Weak domestic consumption — largely attributed to the impact of the COVID-19 virus — is having devastating consequences for scores of micro and small enterprises (MSEs) in China. It’s impacting the livelihoods of many Chinese and is threatening to upend a sputtering national economy.
China’s small businesses are failing under the impact of intermittent lock-downs and other lock-down measures. The lock-downs are hollowing out business sectors, disrupting supply chains, and putting the national economy at high risk.
According to the most recent data available, China has upwards of 44 million MSEs that generate incomes of up to 3 million yuan (US$464,000) per year. Ninety million people declare themselves as self-employed individuals.
The economic activity generated by these self-employed individuals and MSEs forms the backbone of the Chinese economy and private sector. In the coming months, the outlook for them is not good.
Analysts expect retail consumption to remain weak in the next several months. They expect a lack of income growth and a continuation of cautious spending habits that emerged in the face of the pandemic.
In addition, small businesses, particularly small manufacturing and industrial firms, have been impacted by the ballooning cost of labor and raw materials. Many small businesses are also having trouble securing loans. When they do, the cost of borrowing is high.
Small businesses closing shop
Many businesses are planning on either shrinking their size or closing their doors altogether.
South China Morning Post (SCMP) interviewed Wen Tao, a small business owner who runs a snack shop in one of Shenzhen’s busiest malls.

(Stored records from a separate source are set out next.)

PR #480, opened 2026-05-27
fix(editor): normalize path in content history cache

### LINKED ISSUE #345: [BUG] editor tool cache uses non-normalized paths
### Checks

### Strands Version

1.20.0

### Tools Package Version

0.2.18

### Tools used

1. editor

### Python Version

3.13

### Operating System

macOS Tahoe 26.1 (25B78)

### Installation Method

pip

### Steps to Reproduce

```python
from strands_tools.editor import editor, CONTENT_HISTORY

# Create test file
with open('test.md', 'w') as f:
    f.write('original content')

# 1. View with relative path - caches as 'test.md'
editor(command='view', path='test.md')
print(f"Cache keys after view: {list(CONTENT_HISTORY.keys())}")
# Output: ['test.md']

# 2. Replace with absolute path - caches as '/full/path/test.md'
import os
abs_path = os.path.abspath('test.md')
editor(command='str_replace', path=abs_path, old_str='original', new_str='modified')
print(f"Cache keys after str_replace: {list(CONTENT_HISTORY.keys())}")
# Output: ['test.md', '/full/path/test.md']

# 3. View with relative path again - reads STALE content from 'test.md' key
result = editor(command='view', path='test.md')
# Returns 'original content' instead of 'modified content'!

# Verify file on disk is correct
print(open('test.md').read())
# Output: 'modified content'
```

### Expected Behavior

All operations on the same file should use the same cache entry, regardless of whether relative or absolute paths are used.

### Actual Behavior

Different path formats create separate cache entries for the same file. After `str_replace` updates the absolute path cache entry, subsequent `view` calls with relative paths return stale content from the relative path cache entry.

### Additional Context

**Impact:**
- Agents retry edits unnecessarily because they see stale content after modifications
- Wastes LLM tokens on redundant operations
- Non-deterministic behavior that's hard to diagnose

**Root Cause:**
In `editor.py`, the `save_content_history()` and `get_last_content()` functions use the raw `path` parameter as the cache key. The path is only processed with `os.path.expanduser()` (line 282), which expands `~` but doesn't normalize relative vs absolute paths.

### Possible Solution

Normalize paths before using as cache keys:

```python
# At the start of the editor function, after expanduser:
path = os.path.abspath(os.path.expanduser(path))
```

This ensures consistent cache keys regardless of how the path is specified.

### Related Issues

_No response_

wangwangbobo:
## Summary

Fixes #345 - editor tool cache uses non-normalized paths

The `CONTENT_HISTORY` cache uses raw `path` as the key, which means the same file accessed via different path formats (`test.md`, `./test.md`, `/Users/xxx/test.md`) gets cached multiple times, defeating the purpose of the cache.

**Root cause**: Line 317 only does `os.path.expanduser(path)` but doesn't normalize to an absolute path.

**Fix**: Add `os.path.abspath()` to normalize all paths to absolute form before caching:

```python
# Before
path = os.path.expanduser(path)

# After  
path = os.path.abspath(os.path.expanduser(path))
```

This is a 1-line change that ensures `~/file.txt`, `./file.txt`, and `/Users/xxx/file.txt` all resolve to the same cache key.

## Changes
- `src/strands_tools/editor.py`: Wrap path normalization with `os.path.abspath()`

### DIFF
--- a/src/strands_tools/editor.py
+++ b/src/strands_tools/editor.py
@@ -314,7 +314,7 @@ def editor(
     console = console_util.create()
 
     try:
-        path = os.path.expanduser(path)
+        path = os.path.abspath(os.path.expanduser(path))
 
         if not command:
             raise ValueError("Command is required")


yonib05:
Thanks for this — and apologies that five separate PRs converged on the same one-line fix without anyone getting a decision.

`editor` is being deprecated in favour of `file_editor`, vended by the SDK (#550). The warning ships in v0.8.6 and becomes an error log in v0.9.0; the tool keeps working, and this repository will eventually be archived as more tools move to the SDK.

Relevant here: the SDK's `file_editor` **has no content-history cache at all**, so this class of bug cannot occur there — it isn't a fix that needs porting.

```python
from strands.vended_tools import file_editor

agent = Agent(tools=[file_editor])
```

Caveat worth knowing before you migrate: `file_editor` covers `view`, `create`, `str_replace`, and `insert`. It has no equivalent for `pattern_replace`, `find_line`, or `undo_edit`.

Closing as the underlying tool is on its way out. Genuinely sorry for the delay in saying so.

wangwangbobo:
Makes total sense — thanks for the context! Good to know the SDK file_editor does not have this class of bug, and noted on the missing pattern_replace/find_line/undo_edit equivalents. Appreciate the heads-up on the deprecation timeline.

wangwangbobo:
Got it, makes sense! Thanks for the context on the  →  deprecation. 👍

Wen Tao said, “Since the beginning of 2020, I have been losing 4,000 to 5,000 yuan (US$620-US$775) every month, and I’ve cut the number of my employees from five in 2019 to just one now… What I’m going to do is close the business in September when the lease ends, instead of borrowing money to continue operating. I’d just lose more money, because I don’t see any sign of consumption recovering in the short term.”

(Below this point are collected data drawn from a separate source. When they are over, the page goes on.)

PR #483, opened 2026-05-28
feat(mem0_memory)!: upgrade to mem0ai 2.x and remove Neptune graph backends

youneshima:
## Description

mem0ai 2.x introduces two incompatibilities for this tool, addressed here together:

1. **`get_all()` / `search()` filters API.** mem0 2.x rejects top-level `user_id` / `agent_id` and requires `filters={...}` instead (enforced internally by `_reject_top_level_entity_params`). The current pin to `mem0ai<1.0.0` keeps this tool on the 0.1.x line and prevents upgrade. This PR rewrites `Mem0ServiceClient.list_memories` and `Mem0ServiceClient.search_memories` to use the `filters=` form, then bumps the pin in both the `dev` and `mem0-memory` extras to `mem0ai>=2.0.0,<3.0.0`. `add()`, `get()`, `delete()`, `history()` are unchanged in 2.x.

2. **Graph memory removed from OSS mem0.** mem0 2.x's `MemoryConfig` has no `graph_store` field and OSS no longer ships a graph provider. The tool's two Neptune **graph** backends (`_append_neptune_analytics_graph_config`, `_append_neptune_database_backend`) and the `"relations"` rendering paths (`format_retrieve_graph_response`, `format_list_graph_response`, `format_store_graph_response`) cannot work on 2.x and are removed.

The Neptune Analytics **vector** store path is preserved — it shares the `NEPTUNE_ANALYTICS_GRAPH_IDENTIFIER` env var with the (now-removed) graph backend but is a separate, still-supported feature.

**Behavior change:** `NEPTUNE_DATABASE_ENDPOINT` alone is no longer recognized — it only ever wired the now-removed graph backend.

Net diff: ~+28 / −156 lines across `src/strands_tools/mem0_memory.py`, `tests/test_mem0.py`, `README.md`, `pyproject.toml`, plus a new `tests_integ/test_mem0_memory_e2e.py`.

## Related Issues

N/A — no open issue tracks the mem0 2.x upgrade.

## Documentation PR

N/A — only `README.md` in this repo touches mem0 backend docs; it is updated in this PR.

## Type of Change

Breaking change

## Testing

- New end-to-end integration test `tests_integ/test_mem0_memory_e2e.py` runs the real CRUD cycle (`store → retrieve → list → get → history → delete`) against `mem0ai==2.0.4` with FAISS + OpenAI, proving the `filters=` rewrite works against the actual library. Passed locally (~10s warm, ~26s cold).
- Unit suite (`tests/test_mem0.py`): all 12 tests pass.
- `ruff check` and `ruff format --check` clean on changed files.

## Checklist

### DIFF
--- a/src/strands_tools/mem0_memory.py
+++ b/src/strands_tools/mem0_memory.py
@@ -209,32 +209,16 @@ class Mem0ServiceClient:
             logger.debug("Using FAISS backend (Mem0Memory with FAISS)")
             merged_config = self._append_faiss_config(config)
 
-        # Graph backend providers
-
-        # Graph backend providers
-        if os.environ.get("NEPTUNE_ANALYTICS_GRAPH_IDENTIFIER") and os.environ.get("NEPTUNE_DATABASE_ENDPOINT"):
-            raise RuntimeError("""Conflicting backend configurations:
-                Both NEPTUNE_ANALYTICS_GRAPH_IDENTIFIER and NEPTUNE_DATABASE_ENDPOINT environment variables are set.
-                Please specify only one graph backend.""")
-
-        if os.environ.get("NEPTUNE_ANALYTICS_GRAPH_IDENTIFIER"):
-            logger.debug("Using Neptune Analytics graph backend (Mem0Memory with Neptune Analytics)")
-            merged_config = self._append_neptune_analytics_graph_config(merged_config)
-
-        elif os.environ.get("NEPTUNE_DATABASE_ENDPOINT"):
-            logger.debug("Using Neptune Database graph backend (Mem0Memory with Neptune Database)")
-            merged_config = self._append_neptune_database_backend(merged_config)
-
         return Mem0Memory.from_config(config_dict=merged_config)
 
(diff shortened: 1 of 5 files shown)


src/strands_tools/mem0_memory.py
whysosaket, line 669: This will now never be isinstance(memories, list) - so this line is redundant

whysosaket, line 689: this will always be `isinstance(memories, list)`

whysosaket (approved):

src/strands_tools/mem0_memory.py
wangwangbobo: Good catch — you're right, after the mem0 2.x migration `get_all()` and `search()` always return lists, so the `isinstance` check is dead code. I'll clean this up in the next commit.

wangwangbobo: Same here — this check is vestigial from the pre-2.x code path. Will remove both in the cleanup pass.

The mall Wen does business out of is located in one of the more crowded business areas in Shenzhen. Historically, high commercial vacancy rates have eliminated the foot traffic his and other businesses relied upon, hollowing out the mall he operates from.
“The vacancy rate for food and beverage businesses at the shopping centre in Nanshan district, Shenzhen, where Wen’s shop is located, has gone from less than 10 per cent at the end of 2019 to more than 40 per cent now,” SCMP reported.

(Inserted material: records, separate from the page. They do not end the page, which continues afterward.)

PR #491, opened 2026-06-04
fix: normalize paths in editor cache to prevent stale content

### LINKED ISSUE #345: [BUG] editor tool cache uses non-normalized paths

xlyoung:
## Problem

The editor tool's content cache used raw path parameters as cache keys. When the same file was accessed via different path formats (relative vs absolute), separate cache entries were created:

```python
# View with relative path - caches as 'test.md'
editor(command='view', path='test.md')

# Replace with absolute path - caches as '/full/path/test.md'  
editor(command='str_replace', path='/full/path/test.md', ...)

# View with relative path again - returns STALE content from 'test.md' key!
editor(command='view', path='test.md')  # Returns old content
```

This caused agents to retry edits unnecessarily, wasting LLM tokens.

## Fix

Normalize paths with `os.path.abspath()` after `expanduser()` to ensure consistent cache keys:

Wen’s story is by far not an isolated one. Many small businesses in China are facing the same problems during the second half of the year.
Commercial vacancy rates skyrocket
The average vacancy rate for office buildings in Shenzhen has reached 26.4 percent according to second-quarter data from Savills, a leading real estate firm. In Qianhai, commercial development in Shenzhen, Guangdong province, commercial vacancy rates have surpassed a staggering 50 percent.
Qianhai is a 15-square-kilometer (5.8-square-mile) strip of land located in western Shenzhen. It is being jointly developed by Hong Kong and Shenzhen as a “modern service industries cooperation zone” under a State Council plan.
The failure of this real estate development, located in the heart of one of China’s leading tech sectors, illustrates pressures the Chinese economy is under.
Large firms and state-owned enterprises recovered considerably during the first half of 2021. However, MSEs and self-employed people are not seeing anywhere near the growth required to sustain their incomes and businesses, creating an uneven playing field.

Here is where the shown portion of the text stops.